Abram Lyle


1820 - 1891

Sugar refiner. Born and raised in Greenock, Lyle began as an apprentice in a lawyer's office before joining his father's cooperage business. He began to develop a fleet of ships which grew to become the largest in Greenock.

Having been involved in the import of sugar from the West Indies, he diversified into sugar refining by setting up the Glebe Sugar Refinery in 1865, with four partners. He sold up in 1872 and established a new refinery on Plaistow Wharf in East London, which was run by four of his sons with a workforce most of whom had come from Greenock.

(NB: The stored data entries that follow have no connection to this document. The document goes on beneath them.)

Issue #4380, opened 2024-09-20
Add config object for attack modes


krbz999:
```js
const attackModes = {
  offhand: "DND5E.ATTACK.Mode.Offhand",
  oneHanded: "DND5E.ATTACK.Mode.OneHanded",
  thrown: "DND5E.ATTACK.Mode.Thrown",
  "thrown-offhand": "DND5E.ATTACK.Mode.ThrownOffhand",
  twoHanded: "DND5E.ATTACK.Mode.TwoHanded"
};
```

While creating a script to add a bonus in a damage roll hook, there was nowhere to find these values for comparison, so ended up creating it myself. Would be good if this was in `CONFIG.DND5E` or elsewhere publicly available.

PR #4823, opened 2024-12-04
[#2568, #3355] Add activity linking for attack & damage enrichers

### LINKED ISSUE #2568: Add 'blank' damage enricher
Basically extending the damage enricher so you can leave it blank, such as just `[[/damage]]`, which would then retrieve from the item's damage formulas rather than any written input.

Would also be helpful if the item itself is passed to the roll hook.

### LINKED ISSUE #3355: Add attack enricher

arbron:
Adds the ability for attack and damgae enrichers to be linked to a specific activity, allowing them to fetch their formulas and any other information directly from that activity and to roll that activity when clicked, rather than using the generic rolling.

This can be done in two ways, either by explicitly stating the activity ID: `[[/attack activity=RLQlsLo5InKHZadn]]`, or by not specifiying a formula and letting the system find the first matching activity: `[[/attack]]` or `[[/damage average]]`.

This also adds support for specifying the attack mode in the enricher. For attack enrichers this just controls what attack mode is selected in the dialog by default (or used if the dialog is bypassed), and for damage enrichers this adjusts the damage formula if it changes based on the attack mode (so versatile weapons can contain enrichers for one-handed and two-handed damage.

Closes #2568
Closes #3355

### DIFF
--- a/module/config.mjs
+++ b/module/config.mjs
@@ -2720,6 +2720,31 @@ preLocalize("attackClassifications", { key: "label" });
 /* -------------------------------------------- */
 
 /**
+ * Attack modes available for weapons.
+ * @enum {string}
+ */
+DND5E.attackModes = Object.seal({
+  oneHanded: {
+    label: "DND5E.ATTACK.Mode.OneHanded"
+  },
+  twoHanded: {
+    label: "DND5E.ATTACK.Mode.TwoHanded"
+  },
+  offhand: {
+    label: "DND5E.ATTACK.Mode.Offhand"
+  },
+  thrown: {
+    label: "DND5E.ATTACK.Mode.Thrown"
+  },
+  "thrown-offhand": {
+    label: "DND5E.ATTACK.Mode.ThrownOffhand"
+  }
+});
+preLocalize("attackModes", { key: "label" });
+
+/* -------------------------------------------- */
+
+/**
  * Types of attacks based on range.
  * @enum {{ label: string }}
  */
--- a/module/enrichers.mjs
+++ b/module/enrichers.mjs
@@ -15,7 +15,7 @@ export function registerCustomEnrichers() {
     "attack", "award", "check", "concentration", "damage", "healing", "item", "save", "skill", "tool"
   ];
   CONFIG.TextEditor.enrichers.push({
-    pattern: new RegExp(`\\[\\[/(?<type>${stringNames.join("|")}) (?<config>[^\\]]+)]](?:{(?<label>[^}]+)})?`, "gi"),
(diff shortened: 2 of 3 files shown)


krbz999:
Closes https://github.com/foundryvtt/dnd5e/issues/4380

module/enrichers.mjs
```diff
@@ -106,12 +106,56 @@ function parseConfig(match, { multiple=false }={}) {
...
+  if ( config.activity && config.formula ) {
+    console.warn(`Activity ID and formula found while enriching ${config._input}, only one is supported.`);
+    return null;
+  }
+
   const formulaParts = [];
   if ( config.formula ) formulaParts.push(config.formula);
-  for ( const value of config.values ) formulaParts.push(value);
+  for ( const value of config.values ) {
+    if ( value in CONFIG.DND5E.attackModes ) config.attackMode = value;
```
Fyorl, line 137: Maybe just `mode`? This is the `attack` enricher after all so writing `[[/attack attackMode=foo]]` feels a bit redundant. I don't feel strongly though, given that the `attackMode` key can be entirely omitted, which is probably a more idiomatic.

Fyorl (approved):

module/config.mjs
```diff
@@ -2719,6 +2719,31 @@ preLocalize("attackClassifications", { key: "label" });
...
+  twoHanded: {
+    label: "DND5E.ATTACK.Mode.TwoHanded"
+  },
+  offhand: {
+    label: "DND5E.ATTACK.Mode.Offhand"
+  },
+  thrown: {
+    label: "DND5E.ATTACK.Mode.Thrown"
+  },
+  "thrown-offhand": {
```
krbz999, line 2739: Any strong feelings regarding renaming this `thrownOffhand`?

arbron: It complicates some code elsewhere, because as it is we can simply check `mode.endsWith("offhand")` to match both `offhand` and `thrown-offhand` modes.

module/enrichers.mjs
arbron: I'd say yes if it wasn't also used in the damage enricher, where `mode` is a bit more ambiguous.

PR #4824, opened 2024-12-04
[#4631, #4569] Add compendium source where applicable.

### LINKED ISSUE #4569: Items added via a container drop (eg `Item.implementation.createWithContents`) do not have `_stats` and other properties set
The method uses `toObject` rather than `game.items.fromCompendium`.

### LINKED ISSUE #4631: Item._stats.compendiumSource Not Added with Advancements
**Bug:**
When adding a class, subclass, race, or background and going through the advancements, no compendiumSource value is added to the items _stats field. compendiumSource is also not added to the class, subclass, race, or background when clicking on "Add ______" in the character sheet and choosing the respective item. 

**Versions Details:**
Foundry Version: 12.331
DND5E Version: 4.0.4
Hosting: Local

The refinery soon began producing Lyle's Golden Syrup, which was to save the company when the sugar price collapsed due to the increasing success of the home-produced sugar-beet crop.

Lyle's sugar refinery was located close to the another refinery begun several years earlier by Henry Tate and, in 1921, the two combined to form the sugar multi-national Tate & Lyle, which now operates in 29 countries with a turnover of £3.7 billion (2007). Lyle's Golden Syrup, in its distinctive tin with a picture of a dead lion and biblical quotation "Out of the eater came forth meat and out of the strong came forth sweetness", remains one of the longest established brands on supermarket shelves.

Lyle remained in Greenock and served as Provost (1876-79). He built a large house in neighbouring Gourock and had a country retreat on the opposite side of the Clyde at Innellan. He died at his home in Gourock and was buried in Greenock Cemetery.